> What to work on
Reply with one number: the count of lines in the records below that hold "working".

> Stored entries
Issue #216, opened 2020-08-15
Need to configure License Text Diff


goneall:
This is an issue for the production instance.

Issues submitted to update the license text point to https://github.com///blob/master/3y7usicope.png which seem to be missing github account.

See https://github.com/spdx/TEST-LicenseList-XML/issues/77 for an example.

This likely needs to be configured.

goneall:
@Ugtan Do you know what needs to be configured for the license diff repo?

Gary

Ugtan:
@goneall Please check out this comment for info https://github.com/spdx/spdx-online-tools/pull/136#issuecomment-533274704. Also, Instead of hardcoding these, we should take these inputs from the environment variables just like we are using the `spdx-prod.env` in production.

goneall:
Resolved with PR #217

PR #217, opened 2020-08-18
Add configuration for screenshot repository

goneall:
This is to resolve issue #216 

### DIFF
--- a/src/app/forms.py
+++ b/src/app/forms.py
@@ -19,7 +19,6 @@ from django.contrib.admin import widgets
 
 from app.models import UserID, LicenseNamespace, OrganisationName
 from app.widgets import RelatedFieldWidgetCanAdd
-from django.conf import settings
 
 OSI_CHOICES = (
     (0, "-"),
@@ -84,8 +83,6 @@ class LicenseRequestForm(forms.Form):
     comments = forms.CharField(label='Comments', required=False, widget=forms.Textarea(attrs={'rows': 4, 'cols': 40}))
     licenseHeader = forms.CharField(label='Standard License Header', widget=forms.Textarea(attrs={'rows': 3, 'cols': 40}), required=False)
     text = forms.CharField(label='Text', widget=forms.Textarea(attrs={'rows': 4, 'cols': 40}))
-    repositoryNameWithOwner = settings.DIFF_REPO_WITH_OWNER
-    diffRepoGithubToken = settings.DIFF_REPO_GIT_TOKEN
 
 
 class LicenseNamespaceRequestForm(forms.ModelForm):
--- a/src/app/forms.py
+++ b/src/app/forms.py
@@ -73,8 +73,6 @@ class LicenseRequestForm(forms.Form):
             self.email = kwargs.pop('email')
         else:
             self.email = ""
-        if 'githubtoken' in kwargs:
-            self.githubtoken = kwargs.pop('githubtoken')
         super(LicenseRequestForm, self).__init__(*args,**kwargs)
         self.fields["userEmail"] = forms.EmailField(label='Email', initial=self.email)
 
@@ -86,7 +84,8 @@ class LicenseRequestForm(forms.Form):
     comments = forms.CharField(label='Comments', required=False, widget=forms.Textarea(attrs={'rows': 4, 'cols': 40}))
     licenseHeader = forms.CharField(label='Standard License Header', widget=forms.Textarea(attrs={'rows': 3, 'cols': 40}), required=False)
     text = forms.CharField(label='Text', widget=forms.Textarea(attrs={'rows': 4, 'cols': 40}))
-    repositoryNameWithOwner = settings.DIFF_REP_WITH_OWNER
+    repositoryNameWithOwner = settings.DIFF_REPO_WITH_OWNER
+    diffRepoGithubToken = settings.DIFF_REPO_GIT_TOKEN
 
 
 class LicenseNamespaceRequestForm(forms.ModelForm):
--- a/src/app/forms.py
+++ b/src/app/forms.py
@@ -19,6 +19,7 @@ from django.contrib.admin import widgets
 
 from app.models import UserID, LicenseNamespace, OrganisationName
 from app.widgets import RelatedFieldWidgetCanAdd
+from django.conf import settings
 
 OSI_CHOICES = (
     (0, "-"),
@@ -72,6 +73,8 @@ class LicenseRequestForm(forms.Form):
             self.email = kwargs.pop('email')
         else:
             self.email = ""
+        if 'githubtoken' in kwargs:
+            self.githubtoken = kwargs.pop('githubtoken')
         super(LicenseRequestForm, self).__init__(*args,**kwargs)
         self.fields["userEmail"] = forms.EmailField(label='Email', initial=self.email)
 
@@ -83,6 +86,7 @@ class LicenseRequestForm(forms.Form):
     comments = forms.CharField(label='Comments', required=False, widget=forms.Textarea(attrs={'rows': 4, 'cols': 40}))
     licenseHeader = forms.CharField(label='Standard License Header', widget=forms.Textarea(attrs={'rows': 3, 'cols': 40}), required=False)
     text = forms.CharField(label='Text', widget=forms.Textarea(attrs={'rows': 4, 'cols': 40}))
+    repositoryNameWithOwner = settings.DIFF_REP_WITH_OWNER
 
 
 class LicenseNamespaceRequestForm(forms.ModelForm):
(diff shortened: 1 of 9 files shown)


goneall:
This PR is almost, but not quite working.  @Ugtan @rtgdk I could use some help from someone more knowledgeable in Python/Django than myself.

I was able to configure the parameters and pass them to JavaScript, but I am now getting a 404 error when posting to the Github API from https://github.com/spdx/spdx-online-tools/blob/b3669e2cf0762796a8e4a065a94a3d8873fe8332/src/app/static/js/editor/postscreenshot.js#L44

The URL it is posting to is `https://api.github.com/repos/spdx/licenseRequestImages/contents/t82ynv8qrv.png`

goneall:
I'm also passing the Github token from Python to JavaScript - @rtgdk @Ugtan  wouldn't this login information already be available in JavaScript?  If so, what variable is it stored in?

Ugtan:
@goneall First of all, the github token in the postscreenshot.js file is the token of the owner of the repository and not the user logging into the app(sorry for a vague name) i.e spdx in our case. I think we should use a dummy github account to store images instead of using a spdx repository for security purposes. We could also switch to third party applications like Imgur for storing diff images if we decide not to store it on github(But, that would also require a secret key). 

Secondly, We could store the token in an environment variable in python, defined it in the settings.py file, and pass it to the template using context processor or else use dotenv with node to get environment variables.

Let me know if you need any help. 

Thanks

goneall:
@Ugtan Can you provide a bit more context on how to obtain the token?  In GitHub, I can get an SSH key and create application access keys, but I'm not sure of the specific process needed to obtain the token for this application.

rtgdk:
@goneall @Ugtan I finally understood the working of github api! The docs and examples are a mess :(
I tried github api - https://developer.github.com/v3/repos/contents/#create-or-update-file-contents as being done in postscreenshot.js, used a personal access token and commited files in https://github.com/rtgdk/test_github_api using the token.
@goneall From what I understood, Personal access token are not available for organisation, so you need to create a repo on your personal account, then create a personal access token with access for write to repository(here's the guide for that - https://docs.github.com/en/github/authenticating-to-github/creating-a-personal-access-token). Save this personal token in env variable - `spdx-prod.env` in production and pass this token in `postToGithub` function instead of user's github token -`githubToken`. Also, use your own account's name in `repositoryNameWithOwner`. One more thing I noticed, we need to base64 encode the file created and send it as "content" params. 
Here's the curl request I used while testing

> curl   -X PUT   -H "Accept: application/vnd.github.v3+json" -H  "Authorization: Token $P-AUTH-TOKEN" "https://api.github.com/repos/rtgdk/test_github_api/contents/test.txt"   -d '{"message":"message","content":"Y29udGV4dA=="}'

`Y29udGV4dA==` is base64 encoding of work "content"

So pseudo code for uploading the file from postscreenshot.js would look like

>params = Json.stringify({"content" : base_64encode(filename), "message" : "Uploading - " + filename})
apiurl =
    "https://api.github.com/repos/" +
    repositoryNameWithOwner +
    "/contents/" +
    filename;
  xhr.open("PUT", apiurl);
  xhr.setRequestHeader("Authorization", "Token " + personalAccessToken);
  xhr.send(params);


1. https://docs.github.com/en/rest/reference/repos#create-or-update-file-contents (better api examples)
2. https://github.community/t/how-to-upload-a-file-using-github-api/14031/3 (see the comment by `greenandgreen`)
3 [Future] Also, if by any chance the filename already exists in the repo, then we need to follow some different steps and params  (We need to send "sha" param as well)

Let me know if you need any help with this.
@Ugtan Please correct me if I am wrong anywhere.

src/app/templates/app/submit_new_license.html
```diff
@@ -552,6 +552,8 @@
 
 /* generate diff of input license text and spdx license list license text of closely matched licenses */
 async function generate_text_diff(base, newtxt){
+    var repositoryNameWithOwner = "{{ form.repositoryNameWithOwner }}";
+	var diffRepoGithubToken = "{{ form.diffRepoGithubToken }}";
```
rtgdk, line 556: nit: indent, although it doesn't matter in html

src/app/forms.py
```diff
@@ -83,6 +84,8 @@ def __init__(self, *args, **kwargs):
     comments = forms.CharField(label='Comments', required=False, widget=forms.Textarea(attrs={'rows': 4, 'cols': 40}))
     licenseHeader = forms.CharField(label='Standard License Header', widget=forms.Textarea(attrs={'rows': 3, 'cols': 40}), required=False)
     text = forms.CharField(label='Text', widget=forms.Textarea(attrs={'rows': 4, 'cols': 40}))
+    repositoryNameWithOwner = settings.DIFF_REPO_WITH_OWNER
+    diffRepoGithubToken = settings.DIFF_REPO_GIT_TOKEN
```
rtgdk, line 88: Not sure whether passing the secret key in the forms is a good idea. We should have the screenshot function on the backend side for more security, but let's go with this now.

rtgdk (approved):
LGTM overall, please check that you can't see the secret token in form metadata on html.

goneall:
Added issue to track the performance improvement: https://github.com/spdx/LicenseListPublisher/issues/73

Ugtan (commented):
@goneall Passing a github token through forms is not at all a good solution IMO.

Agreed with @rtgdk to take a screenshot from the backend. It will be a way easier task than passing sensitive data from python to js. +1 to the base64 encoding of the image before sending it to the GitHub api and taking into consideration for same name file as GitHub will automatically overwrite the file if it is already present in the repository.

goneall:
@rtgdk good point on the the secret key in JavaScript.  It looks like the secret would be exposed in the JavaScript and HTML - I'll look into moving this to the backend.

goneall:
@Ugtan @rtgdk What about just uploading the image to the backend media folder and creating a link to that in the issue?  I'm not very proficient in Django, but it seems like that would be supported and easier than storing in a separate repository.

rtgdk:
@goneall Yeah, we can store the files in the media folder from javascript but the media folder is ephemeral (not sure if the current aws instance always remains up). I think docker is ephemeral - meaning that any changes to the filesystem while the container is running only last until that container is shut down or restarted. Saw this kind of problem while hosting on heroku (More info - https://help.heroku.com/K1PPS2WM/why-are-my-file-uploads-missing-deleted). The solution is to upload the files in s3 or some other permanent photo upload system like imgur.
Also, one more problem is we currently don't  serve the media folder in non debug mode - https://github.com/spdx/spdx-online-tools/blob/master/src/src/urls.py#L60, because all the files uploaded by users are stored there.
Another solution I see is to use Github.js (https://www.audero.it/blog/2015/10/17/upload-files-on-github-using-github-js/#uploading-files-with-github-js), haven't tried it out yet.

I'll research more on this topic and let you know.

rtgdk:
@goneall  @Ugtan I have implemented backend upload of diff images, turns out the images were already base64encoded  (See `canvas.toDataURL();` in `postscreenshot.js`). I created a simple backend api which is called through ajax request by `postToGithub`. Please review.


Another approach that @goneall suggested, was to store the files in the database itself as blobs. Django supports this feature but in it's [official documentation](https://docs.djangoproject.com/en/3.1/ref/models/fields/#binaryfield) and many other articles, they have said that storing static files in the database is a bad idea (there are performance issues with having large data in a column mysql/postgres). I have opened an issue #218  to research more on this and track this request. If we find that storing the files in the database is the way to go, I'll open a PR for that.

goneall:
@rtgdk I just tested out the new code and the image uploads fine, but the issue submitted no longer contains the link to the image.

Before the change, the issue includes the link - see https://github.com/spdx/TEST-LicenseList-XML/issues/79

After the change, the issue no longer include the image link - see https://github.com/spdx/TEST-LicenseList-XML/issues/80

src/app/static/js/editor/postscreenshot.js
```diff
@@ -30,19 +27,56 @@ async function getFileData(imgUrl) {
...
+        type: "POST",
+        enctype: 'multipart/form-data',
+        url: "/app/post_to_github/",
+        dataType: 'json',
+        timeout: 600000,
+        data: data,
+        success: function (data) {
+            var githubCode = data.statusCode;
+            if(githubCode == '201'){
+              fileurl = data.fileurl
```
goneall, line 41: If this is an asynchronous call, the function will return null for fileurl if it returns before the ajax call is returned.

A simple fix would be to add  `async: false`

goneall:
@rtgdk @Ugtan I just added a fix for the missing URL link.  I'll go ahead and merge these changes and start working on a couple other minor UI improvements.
---
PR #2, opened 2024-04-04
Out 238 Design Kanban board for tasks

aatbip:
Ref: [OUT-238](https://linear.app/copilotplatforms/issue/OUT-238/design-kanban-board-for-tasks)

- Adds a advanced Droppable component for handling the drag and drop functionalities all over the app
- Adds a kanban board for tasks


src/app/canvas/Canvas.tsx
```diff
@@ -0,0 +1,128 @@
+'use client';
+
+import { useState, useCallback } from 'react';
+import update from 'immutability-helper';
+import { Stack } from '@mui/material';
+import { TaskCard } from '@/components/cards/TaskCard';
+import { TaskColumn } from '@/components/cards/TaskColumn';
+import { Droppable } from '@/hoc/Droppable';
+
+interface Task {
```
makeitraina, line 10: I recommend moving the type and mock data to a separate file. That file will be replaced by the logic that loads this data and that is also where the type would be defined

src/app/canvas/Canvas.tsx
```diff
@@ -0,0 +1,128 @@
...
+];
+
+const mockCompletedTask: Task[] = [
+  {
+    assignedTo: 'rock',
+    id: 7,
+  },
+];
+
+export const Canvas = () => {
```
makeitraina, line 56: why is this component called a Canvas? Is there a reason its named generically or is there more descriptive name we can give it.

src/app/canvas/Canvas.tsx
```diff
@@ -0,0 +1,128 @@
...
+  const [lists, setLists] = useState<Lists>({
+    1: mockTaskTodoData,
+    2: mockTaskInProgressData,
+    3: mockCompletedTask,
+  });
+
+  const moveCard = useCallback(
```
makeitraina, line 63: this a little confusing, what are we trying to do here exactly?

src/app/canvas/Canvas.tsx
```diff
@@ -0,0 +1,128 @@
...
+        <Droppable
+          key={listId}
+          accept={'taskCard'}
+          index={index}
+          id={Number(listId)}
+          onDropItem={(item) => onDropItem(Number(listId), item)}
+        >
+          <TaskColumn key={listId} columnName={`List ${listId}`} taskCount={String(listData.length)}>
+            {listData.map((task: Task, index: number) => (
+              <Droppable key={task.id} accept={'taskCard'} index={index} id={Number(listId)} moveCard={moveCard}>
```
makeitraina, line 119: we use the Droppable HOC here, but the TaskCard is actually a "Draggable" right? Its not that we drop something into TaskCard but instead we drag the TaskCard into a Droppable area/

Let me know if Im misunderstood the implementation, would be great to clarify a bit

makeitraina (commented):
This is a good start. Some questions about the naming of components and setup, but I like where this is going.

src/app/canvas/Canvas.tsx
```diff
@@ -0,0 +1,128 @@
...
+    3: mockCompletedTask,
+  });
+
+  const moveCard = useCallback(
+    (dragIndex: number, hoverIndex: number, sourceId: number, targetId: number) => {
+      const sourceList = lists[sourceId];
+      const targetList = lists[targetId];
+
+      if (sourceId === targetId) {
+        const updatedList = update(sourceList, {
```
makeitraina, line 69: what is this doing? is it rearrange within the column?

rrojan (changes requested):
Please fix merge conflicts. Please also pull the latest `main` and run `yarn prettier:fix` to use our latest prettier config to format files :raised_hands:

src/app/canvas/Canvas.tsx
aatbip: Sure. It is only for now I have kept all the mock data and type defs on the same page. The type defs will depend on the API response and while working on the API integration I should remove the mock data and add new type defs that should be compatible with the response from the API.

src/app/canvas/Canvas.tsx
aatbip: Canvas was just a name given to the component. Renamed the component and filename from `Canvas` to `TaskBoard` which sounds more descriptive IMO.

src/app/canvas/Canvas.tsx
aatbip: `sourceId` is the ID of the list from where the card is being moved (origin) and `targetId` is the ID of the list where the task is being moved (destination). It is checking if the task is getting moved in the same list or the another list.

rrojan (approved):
...
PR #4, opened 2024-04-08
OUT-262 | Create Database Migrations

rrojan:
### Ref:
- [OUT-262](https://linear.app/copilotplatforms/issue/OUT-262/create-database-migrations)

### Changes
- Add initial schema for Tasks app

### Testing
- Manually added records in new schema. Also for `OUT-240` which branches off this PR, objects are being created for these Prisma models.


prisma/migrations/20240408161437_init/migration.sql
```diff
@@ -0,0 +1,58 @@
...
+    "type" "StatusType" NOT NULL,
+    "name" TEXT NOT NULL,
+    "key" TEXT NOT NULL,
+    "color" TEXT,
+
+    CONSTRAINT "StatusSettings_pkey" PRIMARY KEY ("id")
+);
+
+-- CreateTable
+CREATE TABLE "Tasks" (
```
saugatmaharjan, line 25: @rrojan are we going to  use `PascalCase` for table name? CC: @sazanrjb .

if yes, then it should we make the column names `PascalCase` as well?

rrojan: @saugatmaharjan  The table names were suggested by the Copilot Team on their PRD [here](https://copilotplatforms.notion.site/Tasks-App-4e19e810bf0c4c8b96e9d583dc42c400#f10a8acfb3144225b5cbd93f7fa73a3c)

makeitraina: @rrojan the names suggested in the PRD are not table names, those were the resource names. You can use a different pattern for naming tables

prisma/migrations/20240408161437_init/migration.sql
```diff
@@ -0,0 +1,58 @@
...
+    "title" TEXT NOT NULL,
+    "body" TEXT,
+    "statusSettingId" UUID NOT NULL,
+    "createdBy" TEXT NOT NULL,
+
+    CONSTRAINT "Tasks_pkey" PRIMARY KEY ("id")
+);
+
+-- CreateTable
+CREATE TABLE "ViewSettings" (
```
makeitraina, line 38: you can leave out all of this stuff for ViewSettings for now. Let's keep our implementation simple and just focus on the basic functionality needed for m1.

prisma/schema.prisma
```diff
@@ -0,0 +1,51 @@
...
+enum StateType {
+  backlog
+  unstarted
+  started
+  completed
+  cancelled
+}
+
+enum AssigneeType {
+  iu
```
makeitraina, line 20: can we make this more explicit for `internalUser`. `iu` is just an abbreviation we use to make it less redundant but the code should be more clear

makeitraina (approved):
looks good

> Written answer
4